[Work required]: Extract every line below, verbatim.

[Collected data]
PR #839, opened 2022-01-19
feat(hooks): Create the hooks index dynamically

eddysims:
## Motivations

There was an issue where to create a new hook you had to remember to export it from the `index.ts` file other wise it would not be available. This PR will automagically create the `index.ts` file so that no hook will ever be left behind.

### Added

- new script to create the index.ts file

### Changed

- 

### Deprecated

- 

### Removed

- 

### Fixed

- 

### Security

- 

## Testing

---

Random photo of Atlantis


scripts/createIndexFile.js
```diff
@@ -0,0 +1,57 @@
...
+const fs = require("fs");
+const path = require("path");
+
+const params = process.argv.slice(2);
+
+if (params.length > 1) {
+  throw Error(
+    "Enter only the direcory that you want to create an entry point for.",
+  );
+}
```
adambobadam, line 19: Should there be a check here if the length of params is 0?  It gives a type error later on otherwise.

scripts/createIndexFile.js
```diff
@@ -0,0 +1,57 @@
...
+/* eslint-env node */
+/* eslint-disable @typescript-eslint/no-var-requires */
+const fs = require("fs");
+const path = require("path");
+
+const params = process.argv.slice(2);
+
+if (params.length > 1) {
+  throw Error(
+    "Enter only the direcory that you want to create an entry point for.",
```
adambobadam, line 17:
```suggestion
    "Enter only the directory that you want to create an entry point for.",
```

adambobadam (approved):
LGTM!  Just a couple small things

PR #840, opened 2022-01-19
build: Remove extra persist, use ssh variables

adambobadam:
## Motivations
This PR is a follow up to https://github.com/GetJobber/atlantis/pull/837.

- There is another persist and some storing of artifacts that is slowing down the `build_docs` step. 
- Also, SSH pub key for `github_authentication` and a fingerprint are put into nice CI variables.

---

[In Atlantis we use Github's built in pull request reviews](https://help.github.com/en/articles/about-pull-request-reviews).

Random photo of Atlantis

PR #843, opened 2022-01-20
build: Revert back ssh key to make release pass

adambobadam:
## Motivations

Releases are failing now because of the SSH key variable added for this PR: https://github.com/GetJobber/atlantis/pull/840

More investigation is required into why it's failing.  So for now, it's best to unblock the release process until the solution can be finalized!!!

---

Random photo of Atlantis


darryltec (approved):
LGTM. Checked if the ssh and fingerprint as the same as before

PR #846, opened 2022-01-21
feat(components): add explicit "Heading" color to Card header

chris-at-jobber:
## Motivations

Card in Atlantis is not representative of desired output. It should use the `heading` color in the header, and because it had previously only been used in projects (Jobber) that had the desired color for `h3` elements set in global CSS, the production output was never an issue.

[Written response]:
PR #839, opened 2022-01-19
feat(hooks): Create the hooks index dynamically

eddysims:
## Motivations

There was an issue where to create a new hook you had to remember to export it from the `index.ts` file other wise it would not be available. This PR will automagically create the `index.ts` file so that no hook will ever be left behind.

### Added

- new script to create the index.ts file

### Changed

- 

### Deprecated

- 

### Removed

- 

### Fixed

- 

### Security

- 

## Testing

---

Random photo of Atlantis


scripts/createIndexFile.js
```diff
@@ -0,0 +1,57 @@
...
+const fs = require("fs");
+const path = require("path");
+
+const params = process.argv.slice(2);
+
+if (params.length > 1) {
+  throw Error(
+    "Enter only the direcory that you want to create an entry point for.",
+  );
+}
```
adambobadam, line 19: Should there be a check here if the length of params is 0?  It gives a type error later on otherwise.

scripts/createIndexFile.js
```diff
@@ -0,0 +1,57 @@
...
+/* eslint-env node */
+/* eslint-disable @typescript-eslint/no-var-requires */
+const fs = require("fs");
+const path = require("path");
+
+const params = process.argv.slice(2);
+
+if (params.length > 1) {
+  throw Error(
+    "Enter only the direcory that you want to create an entry point for.",
```
adambobadam, line 17:
```suggestion
    "Enter only the directory that you want to create an entry point for.",
```

adambobadam (approved):
LGTM!  Just a couple small things

PR #840, opened 2022-01-19
build: Remove extra persist, use ssh variables

adambobadam:
## Motivations
This PR is a follow up to https://github.com/GetJobber/atlantis/pull/837.

- There is another persist and some storing of artifacts that is slowing down the `build_docs` step. 
- Also, SSH pub key for `github_authentication` and a fingerprint are put into nice CI variables.

---

[In Atlantis we use Github's built in pull request reviews](https://help.github.com/en/articles/about-pull-request-reviews).

Random photo of Atlantis

PR #843, opened 2022-01-20
build: Revert back ssh key to make release pass

adambobadam:
## Motivations

Releases are failing now because of the SSH key variable added for this PR: https://github.com/GetJobber/atlantis/pull/840

More investigation is required into why it's failing.  So for now, it's best to unblock the release process until the solution can be finalized!!!

---

Random photo of Atlantis


darryltec (approved):
LGTM. Checked if the ssh and fingerprint as the same as before

PR #846, opened 2022-01-21
feat(components): add explicit "Heading" color to Card header

chris-at-jobber:
## Motivations

Card in Atlantis is not representative of desired output. It should use the `heading` color in the header, and because it had previously only been used in projects (Jobber) that had the desired color for `h3` elements set in global CSS, the production output was never an issue.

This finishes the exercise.